■ EXERCISE MATERIALS ■
PR #420, opened 2026-05-05
[DBAAS-869] Mount the log volume on the operations sidecar so it can access cores

kontaras:
The database helm chart puts both the `NUODB_CRASHDIR` and `crashbackupdir` under `NUODB_LOGDIR`. In order to expose available cores, the operations sidecar needs access to this directory.

There are no tests that actually exercise dumping a core and accessing it via the operation sidecar because the published sidecar image does not include this capability yet.

### DIFF
--- a/stable/database/templates/deployment.yaml
+++ b/stable/database/templates/deployment.yaml
@@ -214,6 +214,8 @@ spec:
               secretKeyRef:
                 name: {{ template "database.secretName" . }}
                 key: database-name
+          - name: NUODB_CORES_DIR
+            value: "/mnt/log"
           {{- include "database.te.operationsSidecar.env" . | indent 10 }}
         resources:
         {{- ( include "database.te.operationsSidecar.resources" . ) | trim | nindent 10 }}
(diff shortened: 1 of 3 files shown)


stable/database/templates/deployment.yaml
```diff
@@ -214,6 +214,8 @@ spec:
               secretKeyRef:
                 name: {{ template "database.secretName" . }}
                 key: database-name
+          - name: NUODB_CORES_DIR
```
sivanov-nuodb: Why not `NUODB_LOGDIR`?

sivanov-nuodb (approved):
Looks good.

stable/database/templates/deployment.yaml
kontaras: I like that variable name on the `nuodb-sidecar` side.

adriansuarez: +1 for `NUODB_LOGDIR`. That is the standard name.

adriansuarez (approved):
Looks good.

agoelzer-nuodb (approved):
looks good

■ TASK PROMPT ■
Output the records exactly, including every line.

■ EXPECTED ANSWER ■
PR #420, opened 2026-05-05
[DBAAS-869] Mount the log volume on the operations sidecar so it can access cores

kontaras:
The database helm chart puts both the `NUODB_CRASHDIR` and `crashbackupdir` under `NUODB_LOGDIR`. In order to expose available cores, the operations sidecar needs access to this directory.

There are no tests that actually exercise dumping a core and accessing it via the operation sidecar because the published sidecar image does not include this capability yet.

### DIFF
--- a/stable/database/templates/deployment.yaml
+++ b/stable/database/templates/deployment.yaml
@@ -214,6 +214,8 @@ spec:
               secretKeyRef:
                 name: {{ template "database.secretName" . }}
                 key: database-name
+          - name: NUODB_CORES_DIR
+            value: "/mnt/log"
           {{- include "database.te.operationsSidecar.env" . | indent 10 }}
         resources:
         {{- ( include "database.te.operationsSidecar.resources" . ) | trim | nindent 10 }}
(diff shortened: 1 of 3 files shown)


stable/database/templates/deployment.yaml
```diff
@@ -214,6 +214,8 @@ spec:
               secretKeyRef:
                 name: {{ template "database.secretName" . }}
                 key: database-name
+          - name: NUODB_CORES_DIR
```
sivanov-nuodb: Why not `NUODB_LOGDIR`?

sivanov-nuodb (approved):
Looks good.

stable/database/templates/deployment.yaml
kontaras: I like that variable name on the `nuodb-sidecar` side.

adriansuarez: +1 for `NUODB_LOGDIR`. That is the standard name.

adriansuarez (approved):
Looks good.

agoelzer-nuodb (approved):
looks good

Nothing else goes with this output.